Neglecting the skills transition. AI tools change what auditors do, not whether auditors are needed. Audit teams that are not trained to interpret model output, challenge anomaly scores, and document AI-assisted conclusions will underutilize the tools and generate lower-quality workpapers. Change management and training investment is part of the implementation cost.
Failing to audit the AI. Once AI tools are embedded in the audit process, the audit function has a responsibility to assess whether those tools are operating as intended — whether the model is drifting, whether the rule set is still calibrated to the current control environment, whether outputs are being reviewed rather than rubber-stamped. The meta-audit obligation is real.

Best practice

Before any AI tool touches live audit data, document the human review checkpoints in your methodology. Professional standards — IIA, PCAOB, IAASB — do not currently allow AI to replace auditor judgment at key conclusions. Building the review layer into the workflow design from the start is easier than retrofitting it after a standards review.

Implications for the Chief Audit Executive

The strategic question for audit leadership is not whether to adopt AI — the coverage, speed, and analytical depth advantages are real enough that the function's credibility with the board will eventually depend on it. The question is sequencing.

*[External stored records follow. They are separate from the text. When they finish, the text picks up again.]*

PR #1110, opened 2021-03-29
Fix dates of Frankfurt am Main Luftbild 2017

xuiqzy:
The start_date and end_date was the same as that of the Frankfurt am Main Luftbild 2016, but it really should have the dates mentioned here for the 2017 version: https://www.offenedaten.frankfurt.de/dataset/wms-luftbild-2017
Note the dates are in DD.MM.YYYY format in German.

The dates in the description key in the geojson are already correct.


rbuffat:
Thanks @xuiqzy !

Functions that start with continuous controls monitoring on a high-volume, well-structured data domain — accounts payable, payroll, access logs — build both capability and institutional confidence before extending to less structured use cases. Functions that start with Generative AI-assisted report drafting often see faster visible wins with lower data dependency, which can fund the slower data readiness work that CCM requires.

Either path works. What does not work is treating AI adoption as a technology project rather than a methodology change. The tools instrument the audit plan. The audit plan still reflects professional judgment about what matters most to the organization — and that judgment remains the CAE's job.

AI readiness checklist for internal audit functions

Data inventory complete: key source systems (ERP, IAM, payroll, procurement) mapped and data quality assessed
Control matrix documented in a structured format suitable for model ingestion
Professional standards review completed — documented human review checkpoints for AI-assisted conclusions
Vendor demo script built around real organizational data scenarios, not vendor-supplied demo datasets
Skills gap assessment done for audit team — training plan in place for model output interpretation
Audit committee briefing prepared on AI tool use in the audit process
Meta-audit plan defined — how will the audit function review its own AI tools annually?